Eine Krankheit, die keiner sieht

Es ist ein ewiger Kreislauf, Spirale aus Hoffnung und neuen Zielen, aber „die erreichst du nicht”, er hat keine eigenen Mittel mehr, und das macht ihn noch mehr krank. Die Wut, die Angst, und dann die Kinder: Da sind zwei, die gern studieren wollen, „immer dieser Sicherheitsgedanke”! Und überhaupt: Ist man nicht selbst eigentlich verrückt? „Du denkst, du wärst bescheuert”, und andere denken es auch. Man sieht sie ja nicht, diese Krankheit, „besser hast du ein gebrochenes Bein als so eine Geschichte”. Und wie Klaus so grübelt und schließlich selbst merkt, dass er gereizt ist und „nicht mehr normal reagiert”, tut ihm das wieder leid: „Du bewirkst durch deine eigenen Gedanken, dass es immer schlimmer wird.”
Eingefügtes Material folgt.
PR #195, opened 2019-06-11
Enable manifest filtering for RebuildStaleImages command

mthalman:
The RebuildStaleImages command currently enumerates all images in the manifest and attempts to pull them to get their base image digest value.  This can't be done when there is a mix of Linux and Windows images because you can't pull a Windows image from a Linux Docker host, for example.  For that reason, there needs to be filtering options for the command that are applied to the manifests that are consumed.

### DIFF
--- a/Microsoft.DotNet.ImageBuilder/src/Commands/RebuildStaleImagesCommand.cs
+++ b/Microsoft.DotNet.ImageBuilder/src/Commands/RebuildStaleImagesCommand.cs
@@ -53,7 +53,7 @@ namespace Microsoft.DotNet.ImageBuilder.Commands
 
             if (!pathsToRebuild.Any())
             {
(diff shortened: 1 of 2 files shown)


Microsoft.DotNet.ImageBuilder/src/Commands/RebuildStaleImagesCommand.cs
```diff
@@ -51,6 +51,12 @@ private async Task QueueBuildForStaleImages(Subscription subscription, RepoData[
         {
             IEnumerable<string> pathsToRebuild = await GetPathsToRebuildAsync(subscription, repos);
 
+            if (!pathsToRebuild.Any())
+            {
+                Logger.WriteMessage($"All images for subscription {subscription} are using up-to-date base images. No rebuild necessary.");
```
MichaelSimons:
```suggestion
                Logger.WriteMessage($"All images for subscription '{subscription}' are using up-to-date base images. No rebuild necessary.");
```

Es ist auch in der Klinik nicht besser geworden, in die er ein paar Wochen ging im letzten Jahr. Aber immerhin hat er dort gesehen: Er ist nicht allein. Es gab dort Leute wie ihn, viele und jüngere. Sie haben Klaus geholfen zu verstehen: „Man müsste ehrlicher zu sich sein. Vorher schon sagen, ich brauche Unterstützung!” Aber wann war das, „vorher”? Er hat sie ja nicht bemerkt, die Anzeichen, falls es sie gab. Und er kann sie noch immer nicht benennen. Der Druck, sagt Klaus. Burn-Out? Wer will das wissen. „Stress” sagt er nie. Eigentlich sind es doch nur Rückenschmerzen.

In der Berliner Studie steht: die Stresskrankheit Nr. 1.